■ WORK ITEM
Every line below that contains the word "Camera" must be copied.

■ DATA FOR THIS TASK
────────

PR #2013, opened 2026-07-23
Fix required section defaults in config flows

### LINKED ISSUE #2011: ha_set_integration fails to submit the required "advanced" section for Generic Camera (section() config-flow steps)
## Problem

Setting up the built-in "Generic Camera" integration (`domain="generic"`) via `ha_set_integration` fails when the config flow reaches its collapsed "Advanced" section. Home Assistant's `homeassistant/components/generic/config_flow.py` defines this as a **required**, nested `section()`:

```python
vol.Required(SECTION_ADVANCED): section(vol.Schema(advanced_section), {"collapsed": True})
```

`SECTION_ADVANCED = "advanced"`, and the nested schema itself has required fields (`framerate`, `verify_ssl`).

Five different submission attempts were tried against this step, all failing identically with `"advanced: required key not provided"`:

────────

■ EXERCISE RESULT
### LINKED ISSUE #2011: ha_set_integration fails to submit the required "advanced" section for Generic Camera (section() config-flow steps)
Setting up the built-in "Generic Camera" integration (`domain="generic"`) via `ha_set_integration` fails when the config flow reaches its collapsed "Advanced" section. Home Assistant's `homeassistant/components/generic/config_flow.py` defines this as a **required**, nested `section()`:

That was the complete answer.